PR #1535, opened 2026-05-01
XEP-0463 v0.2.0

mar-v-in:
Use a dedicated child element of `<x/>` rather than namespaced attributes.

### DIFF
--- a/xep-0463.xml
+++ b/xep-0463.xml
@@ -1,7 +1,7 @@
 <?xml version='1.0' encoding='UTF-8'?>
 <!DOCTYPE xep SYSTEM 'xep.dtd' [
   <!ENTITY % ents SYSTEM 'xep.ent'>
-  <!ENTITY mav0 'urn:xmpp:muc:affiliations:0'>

-*-*-

Directions for this task: Give the number of lines in the listing above that contain the word "ENTITY", with no other text.

Exercise result: 2